### Your instructions
Every record that follows should be written out again without any change.

(Stored data entries)

PR #1832, opened 2015-12-30
Surface Google Autoscaler information in server group details.

duftler:


app/scripts/modules/google/serverGroup/details/scalingPolicy/scalingPolicy.directive.html
```diff
@@ -0,0 +1,22 @@
+<dl ng-class="InsightFilterStateModel.filtersExpanded ? '' : 'dl-horizontal dl-wide'" style="margin-bottom: 20px">
+  <dt>
+    Target {{policy.basis}}
+    <help-field ng-if="policy.basisHelpKey" key="{{policy.basisHelpKey}}"></help-field>
```
anotherchrisberry: You shouldn't need the `ng-if` here - if the `key` is not found, the help bubble will not render.

anotherchrisberry:
LGTM once that `ng-if` is removed.

app/scripts/modules/google/serverGroup/details/scalingPolicy/scalingPolicy.directive.html
duftler: Done.

duftler:
image

PR #1869, opened 2016-01-14
The bake stage is now restartable

ajordens:


ajordens:
FYI @duftler - This is the `deck` side of what we were talking about earlier.

PTAL @anotherchrisberry.

PR #1870, opened 2016-01-14
SPIN-150: For Cluster Filters: Filtering down the region specific AZ's when a region filter is selected.

zanthrash:
@anotherchrisberry Please take a look when you have a moment.


anotherchrisberry:
Looks good - I think the only thing missing is clearing the tags at the top of the groups (in the main section of the content) when an option is no longer available.

zanthrash:
That should be working too.  It's all tied off the selected filter in the model.

zanthrash:
Closing to cleanp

### Response to the exercise
PR #1832, opened 2015-12-30
Surface Google Autoscaler information in server group details.

duftler:


app/scripts/modules/google/serverGroup/details/scalingPolicy/scalingPolicy.directive.html
```diff
@@ -0,0 +1,22 @@
+<dl ng-class="InsightFilterStateModel.filtersExpanded ? '' : 'dl-horizontal dl-wide'" style="margin-bottom: 20px">
+  <dt>
+    Target {{policy.basis}}
+    <help-field ng-if="policy.basisHelpKey" key="{{policy.basisHelpKey}}"></help-field>
```
anotherchrisberry: You shouldn't need the `ng-if` here - if the `key` is not found, the help bubble will not render.

anotherchrisberry:
LGTM once that `ng-if` is removed.

app/scripts/modules/google/serverGroup/details/scalingPolicy/scalingPolicy.directive.html
duftler: Done.

duftler:
image

PR #1869, opened 2016-01-14
The bake stage is now restartable

ajordens:


ajordens:
FYI @duftler - This is the `deck` side of what we were talking about earlier.

PTAL @anotherchrisberry.

PR #1870, opened 2016-01-14
SPIN-150: For Cluster Filters: Filtering down the region specific AZ's when a region filter is selected.

zanthrash:
@anotherchrisberry Please take a look when you have a moment.


anotherchrisberry:
Looks good - I think the only thing missing is clearing the tags at the top of the groups (in the main section of the content) when an option is no longer available.

zanthrash:
That should be working too.  It's all tied off the selected filter in the model.

zanthrash:
Closing to cleanp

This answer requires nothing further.